Jayalalithaa, who did not belong to these communities, helped the party paper over the internal power dynamics among these communities as the matriarch. That she did not upset the power equations and was content to let these communities’ dominance persist helped them retain their elite status within the party and the government, even if they had no mass leaders to carry the entire party or its support base beyond select pockets of influence, especially in the southern part of the State.

Jayalalithaa’s death brought the possibility of a tussle between these communities for leadership — the Mukkulathors are over-represented in ministries (nine versus five for the Gounders) even if they have fewer MLAs (20 as compared to 28). This could well play out in the medium term, but AIADMK leaders were not keen on upsetting the apple cart this early in the party’s tenure, merely seven months following Assembly elections in May 2016.

Yet, in order to retain a semblance of the structure that Jayalalithaa fostered and perfected, the party elite had to find a replacement for her, which was a tall task. The absence of a second rung of leadership has forced the elite to turn to Ms.
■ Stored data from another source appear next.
PR #317, opened 2018-04-03
Lifecycles

jquense:
Update to use new lifecycles


taion:
Did you really have to drop all the semicolons on this PR? 😉

package.json
```diff
@@ -94,9 +94,10 @@
     "eslint-plugin-react": "^6.10.3",
     "jest": "^20.0.4",
     "prettier": "^1.11.1",
-    "react": "^16.0.0",
-    "react-dom": "^16.0.0",
-    "react-test-renderer": "^16.0.0",
+    "react": "^16.3.0",
+    "react-dom": "^16.3.0",
+    "react-lifecycles-compat": "^1.1.3",
```
Andarist: you can upgrade to 2.0 version of this library

src/TransitionGroup.js
```diff
@@ -82,126 +87,75 @@ const defaultProps = {
...
-    this.setState({ children });
+  static getDerivedStateFromProps(
+    nextProps,
+    { children: prevChildMapping, handleExited, firstRender }
+  ) {
+    return {
+      children: firstRender
+        ? getInitialChildMapping(nextProps, handleExited)
+        : getNextChildMapping(nextProps, prevChildMapping, handleExited),
+      firstRender: false,
```
Andarist: `getDerivedStateFromProps` is called also for the first render, so I'm not sure if you have wanted to always return `firstRender: false` here

jquense: The idea is that `firstRender` is intialized to `true`, so if we always set it to false in in gDSFP it will only be true for the first render cycle, does that not track?

Andarist: Oh, I haven't noticed that `firstRender` is not actually used anywhere else than here, but still according to [this](https://twitter.com/dan_abramov/status/981712092611989509) `getDerivedStateFromProps` might be restarted by React, so I believe if that happens by any change (for reasons I dont know 😉) you will end up with already updated value here and unfortunately you will use `getNextChildMapping` instead `getInitialChildMapping`

silvenon:
@jquense I'm sorry about the Prettier configuration, I was hoping that it would work only within the `www` directory because that's where the config is, that's probably what your Prettier editor plugin picked up. Try disabling the plugin only for this project—if you're using VS Code, you can do that by clicking on "Disable (Workspace)":

screen shot 2018-04-13 at 23 11 56

Let me know if I can help more, the point of the change was to painlessly introduce a bit more consistency without getting in the way.

package.json
Hypnosphi: Even to 3.0 now

src/TransitionGroup.js
Andarist: No idea, but I suspect if this hook can be called multiple times before initial render it's very likely that it gets called with updated data from previous calls and not with initial ones - it would be a little bit weird to keep both initial state & calculated state in memory.

Hypnosphi: Ok, then maybe it's worth storing `lastChildren` as state field, call `getInitialChildMapping` in constructor, and `getNextChildMapping` when `nextProps.children !== prevState.lastChildren`

stellarhoof:
I would love this. Errors during testing disrupt the flow and removing strict mode for testing is not an option, since I rely on it to catch early bugs.

vpanjganj:
Ah nice! :) Does this PR resolve Unsafe lifecycle warnings in strict-mode?

Andarist:
@vpanjganj yes, this is the focus of this PR

PR #319, opened 2018-04-14
Move loose-envify and semantic-release to devDependencies

sonaye:


silvenon:
Thanks a lot! Assuming the migration is correct, could you fix the [commitlint error](https://travis-ci.org/reactjs/react-transition-group/builds/366397714?utm_source=github_status&utm_medium=notification)?

silvenon:
@jquense how is it being used? I noticed that the only place it appears is under `browserify.transform` in `package.json`, but I can't even find where `browserify` is being used.

sonaye:
I went through the source before submitting the PR and both packages are not referenced anywhere in the code. loose envify seems related to browserify, as for the error in build, I am not really sure what's causing it.

sonaye:
I will move loose envify back to deps and see if it passes, it shouldn't fix it as it it's not a dep. and the build should pass without it.

jquense:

Sasikala, whose personal loyalty and long-time association with Jayalalithaa were her unique selling proposition. It wasn’t merely enough to turn to the other resident of ‘Veda Nilayam’ (Jayalalithaa’s house) in Poes Garden; the party had to transfer its functional loyalties en masse. Hence the renewed displays of sycophancy towards Ms. Sasikala and the elaborate takeover of a similar role by her. This is easy to do as the chain of command, with Jayalalithaa at the helm, had her trusted personal aide routing orders and requests in the background in the past.

It remains to be seen whether this charade of a transfer of loyalties will be as acceptable to the people of the State or even to the party cadre as much as it is appealing to the party’s elite. From the perspective of public interest, it is unfortunate that the current Chief Minister — an elected legislator with considerable experience — is being reduced to a figurehead even as an unelected and a hitherto private citizen with little experience seeks to call the shots.